The ABTS radical scavenging activities of EPS-SL and EPS-N5 samples outperformed those of DPPH free radical scavenging. This discrepancy might be explained by the fact that ABTS is a hydrophilic molecule, whereas DPPH is hydrophobic, according to the authors. The reducing power, as an important characteristic of antioxidant activity for natural product. In this assay, the antioxidant agent reduces ferricyanide (Fe3+) to the ferrous (Fe2+) form which was measured at 700 nm. The reducing power of the EPS-SL, EPS-N5 and vit C was shown in Fig. 6D. At 5 mg/mL EPS-SL and EPS-N5 showed a reducing power of 1.08 and 1.26, respectively. Like the other antioxidant test, the reducing power was correlated with its concentrations. In this study, the phosphomolbdenum assay was also studied. This approach is based on antioxidant agents reducing phosphate-molybdenum (VI) to phosphate-molybdenum (V) and forming a green complex at an acidic pH (Choudhuri et al., 2021). The reduction of Mo (VI) increased with the increase of concentration of EPS-SL and EPS-N5, and the maximum reduction was 0.594 and 1.0105, respectively (Fig. 6C).

Antibacterial activity

The antibacterial activity of EPS-SL and EPS-N5 was studied using the minimal inhibitory concentration (MIC) method. The results showed that EPS-SL and EPS-N5 had an interesting antibacterial activity. The MIC of both EPS was 1.75, 2.5 and 5 mg/mL against S. aureus, E. coli and L. monocytogenes, respectively. No effect was observed against S. pyogenes and S. thyphimurium. In comparison, Ye et al found a MIC of 2 and 3 mg/mL against E. coli and S. aureus (Ye et al., 2019). Fooladi et al observed no effect against L. monocytogenes and found a 3.3 mg/mL MIC against S. aureus (Fooladi et al., 2019). The mechanism of antibacterial action may be attributed to the interaction between the EPS and peptidoglycan and disrupt the structure, or the EPS interfere with peptidoglycan synthesis enzyme at substrate level, and stopping the cell wall biosynthesis and disruption. A few studies suggest that the EPS can block channels or receptors on the outer membrane (Abdalla et al., 2021).
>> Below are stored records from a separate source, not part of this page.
PR #776, opened 2026-06-15
Add --tools-dir to customize, rename create's --tools-file to --tools-dir

liulanze:
ACL images do not include a package manager (tdnf/dnf) in the base image
because `/usr` is immutable and verity-protected. The `customize` subcommand
previously had no way to provide an external package manager, making package
operations on ACL images impossible.

This PR mirrors the `--tools-file` support that already exists on the `create`
subcommand, bringing the same capability to `customize`.

### DIFF
--- a/docs/imagecustomizer/api/cli/create.md
+++ b/docs/imagecustomizer/api/cli/create.md
@@ -129,7 +129,7 @@ dependencies) needed to install packages during image creation.
 For instructions on how to create this directory, see:
 [How to create the tools directory](../../how-to/create-tools-dir.md)
 
-Added in v1.2. Renamed from `--tools-file` in v1.5.
+Added in v1.5.
 
 ## --distro=DISTRO
 
--- a/docs/imagecustomizer/api/cli/create.md
+++ b/docs/imagecustomizer/api/cli/create.md
@@ -119,13 +119,15 @@ RPMs from an existing RPM repo (such as packages.microsoft.com). Using a cloned 
 
 Added in v1.2.
 
-## --tools-file=PATH
+## --tools-dir=DIRECTORY-PATH
 
 Required.
 
-Specifies the path to a tools file in `.tar.gz` format.
+Specifies the path to a directory that provides the tools (tdnf/dnf and their
+dependencies) needed to install packages during image creation.
 
-This file should contain the TDNF tar package (or an equivalent), which is used to manage package dependencies and facilitate installation workflows.
+For instructions on how to create this directory, see:
+[How to create the tools directory](../../how-to/create-tools-dir.md)
 
 Added in v1.2.
 
--- a/docs/imagecustomizer/api/cli/create.md
+++ b/docs/imagecustomizer/api/cli/create.md
@@ -129,7 +129,7 @@ dependencies) needed to install packages during image creation.
 For instructions on how to create this directory, see:
 [How to create the tools directory](../../how-to/create-tools-dir.md)
 
-Added in v1.2.
+Added in v1.2. Renamed from `--tools-file` in v1.5.
 
 ## --distro=DISTRO
 
--- a/docs/imagecustomizer/how-to/create-image.md
+++ b/docs/imagecustomizer/how-to/create-image.md
@@ -174,23 +174,19 @@ As such, the example configuration files below must specify `create` in the [pre
    For documentation on the supported configuration options, see:
    [Supported configuration](../api/configuration/configuration.md)
 
-2. Download the tools file.
+2. Create the tools directory.
 
-   The tools file contains bootstrap utilities needed to create an image from scratch.
+   The tools directory contains the bootstrap utilities (tdnf and its dependencies)
+   needed to install packages during image creation.
 
-   To create a tools file for a new Azure Linux 3.0:
+   For step-by-step instructions, see:
+   [How to create the tools directory](../how-to/create-tools-dir.md)
 
-    ```bash
-    ./toolkit/tools/internal/testutils/testrpms/create-tools-file.sh \
-      "mcr.microsoft.com/azurelinux/base/core:3.0" "$HOME/staging/azure-linux-3.0-tools.tar.gz"
-    ```
+   For Azure Linux 3.0, the tools directory should be created from the
+   `mcr.microsoft.com/azurelinux/base/core:3.0` container image.
 
-   To create a tools file for a new Fedora 42:
-
-    ```bash
-    ./toolkit/tools/internal/testutils/testrpms/create-tools-file.sh \
-      "quay.io/fedora/fedora:42" "$HOME/staging/fedora-42-tools.tar.gz"
-    ```
+   For Fedora 42, the tools directory should be created from the
+   `quay.io/fedora/fedora:42` container image.
 
 3. Create a repository configuration file and, if needed, a GPG key file.
 
@@ -246,7 +242,7 @@ As such, the example configuration files below must specify `create` in the [pre
       mcr.microsoft.com/azurelinux/imagecustomizer:latest create \
         --distro azurelinux \
         --distro-version 3.0 \
-        --tools-file /mnt/staging/azure-linux-3.0-tools.tar.gz \
+        --tools-dir /mnt/staging/tools-azurelinux-3.0 \
         --rpm-source /mnt/staging/azure-linux-3.0-rpms.repo \
         --config-file /mnt/staging/config-azl3.yaml \
         --build-dir /build \
@@ -265,7 +261,7 @@ As such, the example configuration files below must specify `create` in the [pre
       mcr.microsoft.com/azurelinux/imagecustomizer:latest create \
         --distro fedora \
         --distro-version 42 \
-        --tools-file /mnt/staging/fedora-42-tools.tar.gz \
+        --tools-dir /mnt/staging/tools-fedora-42 \
         --rpm-source /mnt/staging/fedora-42-rpms.repo \
         --config-file /mnt/staging/config-fedora.yaml \
         --build-dir /build \
@@ -302,8 +298,8 @@ As such, the example configuration files below must specify `create` in the [pre
 
     - `--distro-version 42`: Specify the Fedora version to create the image for.
 
-    - `--tools-file /mnt/staging/fedora-42-tools.tar.gz`: Use the host's
-      `$HOME/staging/fedora-42-tools.tar.gz` file as the bootstrapping tools file.
+    - `--tools-dir /mnt/staging/tools-fedora-42`: Use the host's
+      `$HOME/staging/tools-fedora-42` directory as the bootstrapping tools directory.
 
     - `--rpm-source /mnt/staging/fedora-42-rpms.repo`: Use the host's
       `$HOME/staging/fedora-42-rpms.repo` file for installing packages.
--- a/docs/imagecustomizer/how-to/create-image.md
+++ b/docs/imagecustomizer/how-to/create-image.md
@@ -182,12 +182,6 @@ As such, the example configuration files below must specify `create` in the [pre
    For step-by-step instructions, see:
    [How to create the tools directory](../how-to/create-tools-dir.md)
 
-   For Azure Linux 3.0, the tools directory should be created from the
-   `mcr.microsoft.com/azurelinux/base/core:3.0` container image.
-
-   For Fedora 42, the tools directory should be created from the
-   `quay.io/fedora/fedora:42` container image.
-
 3. Create a repository configuration file and, if needed, a GPG key file.
 
    The repository configuration file (`.repo` file) tells the Image Customizer where to download RPM packages from.
--- a/docs/imagecustomizer/how-to/create-tools-dir.md
+++ b/docs/imagecustomizer/how-to/create-tools-dir.md
@@ -1,19 +1,18 @@
 ---
-title: Create Tools Directory
+title: Tools Directory
 parent: How To
 nav_order: 9
 has_toc: false
 ---
 
-# Creating the Tools Directory
+# Tools Directory
 
-The `--tools-dir` flag used by the Image Customizer
-[create](../api/cli/create.md) and [customize](../api/cli/customize.md) subcommands
-requires a directory that contains a package manager (tdnf or dnf) and its runtime
-dependencies.
+Both the `create` and `customize` subcommands of the Image Customizer accept a
+`--tools-dir` flag. The directory it points to must contain a package manager
+(tdnf or dnf) and its runtime dependencies.
 
-This directory is used as a bootstrap environment to install packages into the target
-image. It is not added to the image itself.
+Image Customizer uses this directory as a chroot to run utilities needed during
+image customization.
 
 ## Prerequisites
 
--- a/docs/imagecustomizer/how-to/create-tools-dir.md
+++ b/docs/imagecustomizer/how-to/create-tools-dir.md
@@ -1,0 +1,107 @@
+---
+title: Create Tools Directory
+parent: How To
+nav_order: 9
+has_toc: false
+---
+
+# Creating the Tools Directory
+
+The `--tools-dir` flag used by the Image Customizer
+[create](../api/cli/create.md) and [customize](../api/cli/customize.md) subcommands
+requires a directory that contains a package manager (tdnf or dnf) and its runtime
+dependencies.
+
+This directory is used as a bootstrap environment to install packages into the target
+image. It is not added to the image itself.
+
+## Prerequisites
+
+- Linux host
+- Docker (or equivalent container engine) installed
+
+## How It Works
+
+The tools directory is created by exporting the filesystem of a container image that
+already contains the package manager you need. Image Customizer then uses this directory
+as a chroot environment, mounting the target image inside it at `/_imageroot` and
+running `tdnf --installroot=/_imageroot`.
+
+## Instructions
+
+### Azure Linux 3.0
+
+The Azure Linux base core container includes tdnf and all its dependencies.
+
+```bash
+# Pull the container image
+docker pull mcr.microsoft.com/azurelinux/base/core:3.0
+
+# Create a temporary container (does not start it)
+docker create --name ic-tools-azurelinux-3.0 mcr.microsoft.com/azurelinux/base/core:3.0
+
+# Export the container filesystem and extract it into a directory
+mkdir -p "$HOME/staging/tools-azurelinux-3.0"
+docker export ic-tools-azurelinux-3.0 | tar -x -C "$HOME/staging/tools-azurelinux-3.0"
+
+# Remove the temporary container
+docker rm ic-tools-azurelinux-3.0
+```
+
+The tools directory is now at `$HOME/staging/tools-azurelinux-3.0`.
+
+### Fedora 42
+
+The Fedora base container includes dnf and all its dependencies.
+
+```bash
+# Pull the container image
+docker pull quay.io/fedora/fedora:42
+
+# Create a temporary container (does not start it)
+docker create --name ic-tools-fedora-42 quay.io/fedora/fedora:42
+
+# Export the container filesystem and extract it into a directory
+mkdir -p "$HOME/staging/tools-fedora-42"
+docker export ic-tools-fedora-42 | tar -x -C "$HOME/staging/tools-fedora-42"
+
+# Remove the temporary container
+docker rm ic-tools-fedora-42
+```
+
+The tools directory is now at `$HOME/staging/tools-fedora-42`.
+
+## Reusing the Tools Directory
+
+The tools directory can be reused across multiple Image Customizer runs as long as the
+container image it was created from has not changed. You do not need to recreate it each
+time.
+
+To pick up updates (e.g. a newer version of tdnf), pull the container image again and
+repeat the steps above to recreate the directory.
+
+## Using the Tools Directory
+
+Pass the tools directory to Image Customizer with the `--tools-dir` flag.
+
+For example, when running Image Customizer via Docker:
+
+```bash
+docker run \
+  --rm \
+  --privileged=true \
+  -v /dev:/dev \
+  -v "$HOME/staging:/mnt/staging:z" \
+  mcr.microsoft.com/azurelinux/imagecustomizer:latest customize \
+    --tools-dir /mnt/staging/tools-azurelinux-3.0 \
+    ...
+```
+
+Note that `$HOME/staging` is mounted into the container at `/mnt/staging`, so the tools
+directory path inside the container is `/mnt/staging/tools-azurelinux-3.0`.
+
+## See Also
+
+- [create subcommand](../api/cli/create.md)
+- [customize subcommand](../api/cli/customize.md)
+- [Creating a new image from scratch](../how-to/create-image.md)
--- a/toolkit/tools/imagecustomizer/main.go
+++ b/toolkit/tools/imagecustomizer/main.go
@@ -23,7 +23,7 @@ type CreateCmd struct {
 	BuildDir            string   `name:"build-dir" help:"Directory to run build out of." required:""`
 	ConfigFile          string   `name:"config-file" help:"Path of the image creation config file." required:""`
 	RpmSources          []string `name:"rpm-source" help:"Path to a RPM repo config file or a directory containing RPMs." required:""`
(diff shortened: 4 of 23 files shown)


docs/imagecustomizer/how-to/create-image.md
```diff
@@ -174,23 +174,19 @@ As such, the example configuration files below must specify `create` in the [pre
...
+   For step-by-step instructions, see:
+   [How to create the tools directory](../how-to/create-tools-dir.md)
 
-    ```bash
-    ./toolkit/tools/internal/testutils/testrpms/create-tools-file.sh \
-      "mcr.microsoft.com/azurelinux/base/core:3.0" "$HOME/staging/azure-linux-3.0-tools.tar.gz"
-    ```
-
-   To create a tools file for a new Fedora 42:
+   For Azure Linux 3.0, the tools directory should be created from the
```
cwize1: I would specify the requirements only in `create-tools-dir.md`, instead of duplicating some of the info here.

docs/imagecustomizer/how-to/create-tools-dir.md
```diff
@@ -0,0 +1,107 @@
...
+parent: How To
+nav_order: 9
+has_toc: false
+---
+
+# Creating the Tools Directory
+
+The `--tools-dir` flag used by the Image Customizer
+[create](../api/cli/create.md) and [customize](../api/cli/customize.md) subcommands
+requires a directory that contains a package manager (tdnf or dnf) and its runtime
```
cwize1: This sentence doesn't make much sense, particularly around `subcommands requires` .

toolkit/tools/internal/testutils/testutils.go
cwize1: Delete `GetDownloadedToolsFile`?

toolkit/tools/pkg/imagecustomizerlib/createimage_test.go
```diff
@@ -169,23 +169,21 @@ func TestCreateImageRawNoTar(t *testing.T) {
 }
 
 func testCreateImageRawNoTar(t *testing.T, name string, version string, configFile string) {
-	testutils.CheckSkipForCustomizeImageRequirements(t)
```
cwize1, line 174: Why was `testutils.CheckSkipForCustomizeImageRequirements(t)` removed?

toolkit/tools/pkg/imagecustomizerlib/customizeos.go
```diff
@@ -26,14 +27,22 @@ var ErrUkiKernelModified = NewImageCustomizerError("UKI:KernelModified",
...
+	toolsChroot *safechroot.Chroot,
 ) error {
 	var err error
 
 	imageChroot := imageConnection.Chroot()
 
 	buildTime := time.Now().Format(buildTimeFormat)
 
-	resolvConf, err := overrideResolvConf(imageChroot)
+	// When a tools chroot is used, network access (for package downloads) runs
```
cwize1: User scripts (e.g. `postCustomization`) might also want to access the network. So, we should do this for both chroots.

I would handle the `toolsChroot`'s resolve conf file when the chroot is initialized.

toolkit/tools/pkg/imagecustomizerlib/imagecustomizer.go
```diff
@@ -673,8 +674,31 @@ func customizeImageHelper(ctx context.Context, rc *ResolvedConfig, partitionsCus
 
 	readOnlyVerity := rc.Storage.ReinitializeVerity != imagecustomizerapi.ReinitializeVerityTypeAll
 
+	// If a tools directory is provided, copy it to the build directory and initialize a tools chroot from it.
```
cwize1: I'd be inclined to just use the directory passed to us. That way, we can save time by avoiding copying files.

docs/imagecustomizer/how-to/create-tools-dir.md
```diff
@@ -0,0 +1,107 @@
...
+dependencies.
+
+This directory is used as a bootstrap environment to install packages into the target
```
cwize1: You don't need to handle this in this change but there are some other tools that would be good to run from the tools chroot when provided, including `useradd`, `setfiles`, etc.

Some customers may want to keep their OS as small as possible. So, if we can run the tools outside the target OS chroot, then those tools don't need to be installed in the target OS.

cwize1 (changes requested):

docs/imagecustomizer/api/cli/create.md
```diff
@@ -119,13 +119,15 @@ RPMs from an existing RPM repo (such as packages.microsoft.com). Using a cloned
...
 
-Specifies the path to a tools file in `.tar.gz` format.
+Specifies the path to a directory that provides the tools (tdnf/dnf and their
+dependencies) needed to install packages during image creation.
 
-This file should contain the TDNF tar package (or an equivalent), which is used to manage package dependencies and facilitate installation workflows.
+For instructions on how to create this directory, see:
+[How to create the tools directory](../../how-to/create-tools-dir.md)
 
 Added in v1.2.
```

Another study, report that the EPS facilitate the accumulation of secondary metabolites, which could negatively affect pathogens (Salachna et al., 2018).

Conclusions

In this research, EPS producing strains, isolated from raw donkey milk, was reported as Leuconosctoc mesenteroides SL and Enterococcus vikkiensis N5. According to the RSM findings, the optimized medium containing sucrose, peptone, and inoculum produced the most EPS. The results of GC–MS, FTIR, and NMR analysis confirmed that the EPS-SL and EPS-N5 are heteropolysaccharides containing various monosaccharide components connected by α-(1 → 6) and -(1 → 3) linkages. The SEM image revealed that the EPS-SL showed a smooth and a lotus leaf shape, and EPS-N5 revealed a stiff-like, porous and more compact than EPS-SL. In addition, EPS-SL and EPS-N5 showed a higher degradation temperature, 280 °C and 340 °C, respectively. Moreover, EPS-SL and EPS-N5 showed an antibacterial activity against S. aureus, E. coli and L. monocytogenes with a MIC of 1.75, 2.5 and 5 mg/mL, respectively, and also showed an antioxidant activity. Our study suggests that EPS-SL and EPS-N5 may be a potential alternative as a food additive with an important antioxidant and antibacterial activity.

Declaration of Competing Interest

The authors declare that they have no known competing financial interests or personal relationships that could have appeared to influence the work reported in this paper.